The management of waste in Aba is primarily overseen by the Abia State Environmental Protection Agency (ASEPA). Although faced with significant challenges that are compounded by rapid urbanization and population growth the recent administration of Dr Alex Otti has had much greater success in solving waste management in the city, with one refuse dumps being cleared all over the city.

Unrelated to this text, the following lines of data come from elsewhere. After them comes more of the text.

PR #7930, opened 2026-05-19
7933: Fix per-resource $expunge of resources with contained-resource cross-links

### LINKED ISSUE #7933: Per-resource $expunge fails with HAPI-2415 when index_contained_resources is enabled
With `index_contained_resources` enabled, calling `$expunge` per-resource on
a resource that is referenced via a contained resource in another resource
fails with `HAPI-2415` (referential integrity violation on `HFJ_RES_LINK`).

The bulk `$expunge everything` path is not affected; only the per-resource
path fails.

another-luis:
## Summary

This PR fixes a `HAPI-2415` constraint violation that occurs when calling per-resource `$expunge` on a resource that is the TARGET of an `HFJ_RES_LINK` row owned by a still-alive resource. The failure surfaces specifically when `index_contained_resources=true` (with recursive indexing enabled), because the contained-resource indexer creates cross-resource link rows where the parent resource is the SOURCE and a referenced real resource is the TARGET — leaving an orphaned FK reference that blocked expunge.

The root cause was asymmetric cleanup: `JpaResourceExpungeService.deleteAllSearchParams` deleted SOURCE-side link rows (where the expunged resource is the source) but never deleted TARGET-side rows (where the expunged resource is the target). `ExpungeEverythingService` already performed symmetric cleanup on the bulk path; this PR brings the per-resource path into alignment.

Key changes:

1. **New DAO method** — `IResourceLinkDao.deleteByTargetResourceId(JpaPid)` issues a `DELETE FROM HFJ_RES_LINK WHERE TARGET_RESOURCE_ID = ?` to remove inbound link rows before the resource row itself is deleted.
2. **Service call** — `JpaResourceExpungeService.deleteAllSearchParams` now calls the new method at the end of its cleanup sequence, symmetrically matching the existing source-side deletion.
3. **Regression tests** — `ExpungeContainedResourcesR4Test` covers the primary failure scenario plus two adjacent cases (expunge-everything and expunge on a non-contained-indexed resource).
4. **Changelog** — `8648-fix-expunge-contained-resources.yaml` recorded under `8_12_0` (`type: fix`).

---

## Code Review Suggestions

- [ ] **`isHasLinks()` flag is SOURCE-side only.** `ResourceTable.isHasLinks()` describes whether the resource has outbound link rows (SOURCE). There is no symmetric `isTargetOfLinks()` flag, so the new `deleteByTargetResourceId` call is intentionally unconditional — it always runs a single indexed lookup. Reviewers should confirm this is acceptable rather than expecting a guard flag.
- [ ] **Alive-source side-effect.** When a resource is expunged, any `HFJ_RES_LINK` rows where it is the TARGET (but whose SOURCE is still alive) will be deleted. The source resource's serialized JSON blob is unaffected; only the index row is removed. This matches `ExpungeEverythingService` behaviour — but reviewers should confirm no secondary index or search query relies on TARGET-side link rows for a live source resource remaining present after its target is expunged.
- [ ] **FK symmetry with `ResourceTableFKProvider`.** The change aligns cleanup with `ResourceTableFKProvider#getResourceForeignKeys` (lines 59–60), which already enumerates both `SRC_RESOURCE_ID` and `TARGET_RESOURCE_ID` columns. Confirm the ordering of deletions in `deleteAllSearchParams` is consistent with FK dependency order.
- [ ] **Performance — unconditional DELETE on every soft-delete path.** The new `DELETE FROM HFJ_RES_LINK WHERE TARGET_RESOURCE_ID = ?` executes on every `BaseHapiFhirDao#updateResource` call where `newParams == null` — which covers every soft-delete and every save under `RESOURCE_SKIP_INDEXING`. For resources with no inbound links this is a single indexed lookup returning zero rows: cheap but not free. On high-write deployments or tables with heavy link traffic this adds a round-trip per delete. **Persistence-team reviewers should assess whether this is acceptable or whether a pre-check (e.g. a count query or a flag) would be warranted.**
- [ ] **Test scope.** The reproduction test uses `index_contained_resources=true` with recursive indexing. Verify the test storage-settings setup accurately reflects how this feature is typically deployed.

---

### Setup
- [ ] Deploy a HAPI-FHIR JPA server (R4) with `daoConfig.setIndexContainedResources(IndexEnabledEnum.ENABLED)` and recursive contained indexing enabled.

### Integration test scenarios

- [ ] **Primary scenario — expunge of a cross-resource link target:** Create a parent resource (e.g. `Organization`) containing an inline `Practitioner`. Have that contained practitioner reference a standalone `Patient`. Verify the contained-resource indexer writes an `HFJ_RES_LINK` row from the `Organization` (SOURCE) to the `Patient` (TARGET). Delete the `Patient`. Call `$expunge` with `expungeDeletedResources=true` on the `Patient`. **Pre-fix:** fails with `HAPI-2415`. **Post-fix:** succeeds; confirm the `HFJ_RES_LINK` row pointing at the expunged `Patient` is gone.
- [ ] **Expunge-everything path still works:** Run `$expunge` with `expungeEverything=true` on a server containing contained-resource link rows. Confirm no constraint violations and all `HFJ_RES_LINK` rows are cleared.
- [ ] **Non-contained-indexed resource:** Expunge a resource that has never been the target of a contained-resource link row. Confirm the new `deleteByTargetResourceId` call completes without error (zero-row delete).
- [ ] **Live-source resource unaffected:** After expunging the TARGET resource, fetch the SOURCE resource (the one that contained the reference). Confirm it is still readable and its FHIR representation is unchanged — only the index row was removed.
- [ ] **Regression — standard expunge unaffected:** Verify existing expunge behaviour (resources with no inbound links) is unchanged in performance and correctness.

Closes #7933


tadgh:
Formatting check succeeded!

hapi-fhir-jpaserver-test-r4/src/test/java/ca/uhn/fhir/jpa/dao/expunge/ExpungeContainedResourcesR4Test.java
```diff
@@ -0,0 +1,184 @@
...
+ * references another real resource, the contained-resource indexer creates extra
+ * {@code HFJ_RES_LINK} rows where the parent is the source and the externally referenced
+ * resource is the target. After deleting the target and asking for a per-resource
+ * {@code $expunge} of just the target, {@code JpaResourceExpungeService.deleteAllSearchParams}
+ * only deletes link rows where the target is the source; rows where it is the link target
+ * are left behind. The subsequent {@code DELETE FROM HFJ_RESOURCE} fails the
+ * {@code FK_RESLINK_TARGET} referential integrity check and is surfaced as
+ * {@code HAPI-2415}.
+ * <p>
+ * The customer's published stack shows {@code FK_RESLINK_SOURCE} (i.e. the symmetric
```
tadgh: issue: wow claude is yappin. Reduce the verbosity of this comment by at least 50%
issue: Do not refer to customers in fixes.

hapi-fhir-jpaserver-test-r4/src/test/java/ca/uhn/fhir/jpa/dao/expunge/ExpungeContainedResourcesR4Test.java
```diff
@@ -0,0 +1,184 @@
...
+		super.before();
+		myStorageSettings.setExpungeEnabled(true);
+		myStorageSettings.setAllowMultipleDelete(true);
+		myStorageSettings.setIndexOnContainedResources(true);
+		myStorageSettings.setIndexOnContainedResourcesRecursively(true);
+		// The customer's reproduction uses a bundle-delete of a graph of resources;
+		// within a bundle, referential integrity on delete is not enforced between
+		// the just-deleted siblings. Simulate that here by disabling enforcement so
+		// we can target the per-resource expunge bug in isolation.
+		myStorageSettings.setEnforceReferentialIntegrityOnDelete(false);
```
tadgh: issue(blocking): if this is not what the original bug report showed, then this replication is unfaithful to the original report. Is it possible to replicate the actual failure exhibited by the bug report?

hapi-fhir-docs/src/main/resources/ca/uhn/hapi/fhir/changelog/8_12_0/8648-fix-expunge-contained-resources.yaml
```diff
@@ -0,0 +1,4 @@
+---
+type: fix
+jira: SMILE-12000
+title: "When index_contained_resources is enabled, performing a per-resource $expunge on a resource that is referenced from a contained resource in another resource failed with HAPI-2415. The per-resource $expunge now succeeds in this scenario."
```
tadgh:
```suggestion
title: "When `index_contained_resources` is enabled, performing a per-resource $expunge on a resource that is referenced from a contained resource in another resource failed with `HAPI-2415`. The per-resource `$expunge` now succeeds in this scenario."
```


also doesn't this failure mode require recursive indexing to be enabled?

tadgh (changes requested):

hapi-fhir-docs/src/main/resources/ca/uhn/hapi/fhir/changelog/8_12_0/8648-fix-expunge-contained-resources.yaml
another-luis: Done.

hapi-fhir-jpaserver-test-r4/src/test/java/ca/uhn/fhir/jpa/dao/expunge/ExpungeContainedResourcesR4Test.java
another-luis: Yeah, this is waaay too long and refers to what the main test point does. This comment doesn't belong at class level - it belongs at test level in simplified form.

another-luis: Done

hapi-fhir-jpaserver-test-r4/src/test/java/ca/uhn/fhir/jpa/dao/expunge/ExpungeContainedResourcesR4Test.java
another-luis: Interestingly enough, there are three different scenarios in which $expunge can cause a FK constraint violation cause by either the src or target columns in  HFJ_RES_LINK. We now address them all.

hapi-fhir-jpaserver-base/src/main/java/ca/uhn/fhir/jpa/dao/data/IResourceLinkDao.java
```diff
@@ -36,6 +36,16 @@ public interface IResourceLinkDao extends JpaRepository<ResourceLink, Long>, IHa
...
 
+	/**
+	 * Deletes all {@code HFJ_RES_LINK} rows where {@code thePid} is the source or target.
+	 * Queries raw scalar columns to avoid the {@code JpaPid} null-partition comparison issue
+	 * ({@code partition_id = NULL} is always false in SQL).
+	 */
+	// Generated by claude-sonnet-4-6
+	@Modifying
+	@Query("DELETE FROM ResourceLink t WHERE t.mySourceResourcePid = :pid OR t.myTargetResourcePid = :pid")
+	void deleteAllLinksByResourcePid(@Param("pid") Long thePid);
```
jamesagnew: This won't perform well on Database Performance Mode because it's including the Long part of the PID but not the partition ID

We need to be passing in a `JpaPid` and not a `Long`, so the query needs to be something like
`WHERE t.mySourceResource.myId = :pid OR t.myTargetResource.myId = :pid`

another-luis: Alright. Done.

jorgepinilla-smile:
Creating a separate pull request for release branch rel_8_12

PR #7931, opened 2026-05-19
downgrade mssql version

jdar8:
downgrade back to old version (12.4.3.jre11) to resolve a startup error


tadgh:
Formatting check succeeded!

tadgh (approved):

PR #7934, opened 2026-05-19
7932 searchparamregistry rebuilds once per custom searchparameter installed at startup

### LINKED ISSUE #7932: SearchParamRegistry rebuilds once per custom SearchParameter installed at startup
When a server starts up with an NPM package containing N custom `SearchParameter` resources, the `SearchParamRegistry` cache is rebuilt **N times** during package installation — once per SP — on top of the initial bulk load that handles the built-in SPs.

The boot-time built-in load coalesces into **a single** rebuild via `handleInit()`. The per-resource path used by `PackageInstallerSvcImpl` does not coalesce: each SP write triggers its own rebuild. There is no public API for "install all these SPs, then rebuild once."

`rebuildActiveSearchParams()` re-reads every SearchParameter in the database, re-canonicalizes, re-overrides built-ins, repopulates the phonetic encoder map, and refreshes the identity cache. Every per-SP rebuild repeats that work in full.

jmarchionatto:
## Summary

Installing an NPM package with N custom `SearchParameter` resources triggered N full rebuilds of `SearchParamRegistry` at startup — each rebuild re-reads every SP (~1325 built-ins + customs) from the DB, recanonicalises, re-applies overrides, and refreshes the identity cache. Scales linearly with package size and is highly visible on cold start (issue #7932).

This PR adds a batch API on `ISearchParamRegistry` that defers rebuilds across a unit of work, and calls it from `PackageInstallerSvcImpl` around the install loop, so a package with N SPs now costs **one** rebuild instead of N.

- New default method `ISearchParamRegistry#withDeferredRebuild(Supplier<T>)`.
- `SearchParamRegistryImpl` gates both `handleChange()` and `forceRefresh()` on a defer-depth counter; sets a dirty flag while deferred and fires one coalesced rebuild when the outermost scope exits. Nested calls compose.
- `PackageInstallerSvcImpl` wraps `installPackage(...)` + the trailing `refreshCacheIfNecessary()` in `withDeferredRebuild`.

Both gating points were needed: `handleChange` covers the resource-change-listener path; `forceRefresh` covers the `JpaResourceDaoSearchParameter.afterCommit` callback that fires per-SP create.


tadgh:
Formatting check succeeded!

hapi-fhir-docs/src/main/resources/ca/uhn/hapi/fhir/changelog/8_12_0/7932-searchparamregistry-rebuilds-once-per-custom-searchparameter-installed-at-startup.yaml
```diff
@@ -0,0 +1,8 @@
+---
+type: perf
+issue: 7932
+title: "Previously, installing an NPM package containing N custom SearchParameter resources
+  would trigger N full rebuilds of the SearchParamRegistry at startup, each one re-reading
+  every SearchParameter from the database. The package install path now coalesces these
+  into a single rebuild for the whole package, noticeably reducing cold-start time on
+  servers configured with NPM packages that include custom SearchParameters."
```
codeforgreen: suggestion: Maybe condense this description.  _each one re-reading every SearchParameter from the database_ and _noticeably reducing cold-start time on servers configured with NPM packages that include custom SearchParameters_ are probably redundant.  They both are implied from the rest of the description I believe from mentioning `SearchParamRegistry` and `startup` respectively.

hapi-fhir-jpaserver-base/src/main/java/ca/uhn/fhir/jpa/packages/PackageInstallerSvcImpl.java
```diff
@@ -249,16 +253,22 @@ public PackageInstallOutcomeJson install(PackageInstallationSpec theInstallation
...
+
+							if (theInstallationSpec.getInstallMode()
+									== PackageInstallationSpec.InstallModeEnum.INSTALL_ONLY) {
+								retVal.getMessage()
+										.add(
+												"Resources have been successfully installed. This is INSTALL only, so there will be no NPM packages persisted.");
+							}
+						} finally {
+							// On the exception path, so partially persisted SPs reach the
+							// registry without waiting for the next polling refresh.
```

Aba is powered by the Enugu Electricity Distribution Company, which was created by the division of the Nigerian Electricity Power Authority. On February 24th, 2024, a new power plant operated by electrical company Geometric Power Company was inaugurated by Bola Tinubu. Aba Power Limited Electric, the newest electricity distribution company in Nigeria, is expected to take electricity from the new plant and supply 9 of the 17 Local Government Areas of Abia State, including Aba. It is expected that the daily hours of available electricity in the city will rise, and the electric generator will become a household item. For some places in Aba, an electric generator will be the only source of electricity due to remoteness or other factors.

== Climate ==
Aba has a mainly tropical climate. Most months of the year see significant rainfall, and the brief dry season has little impact. The weather in the region is classified as Am in the Köppen climate classification system. Aba's yearly mean temperature is 25.6 C. The annual precipitation of the city clocks in to about 2747 mm.

Due to Aba's proximity to the equator, the city is in a summer-like state most of the year. January, February, March, April, May, November, and December are considered ideal months to travel.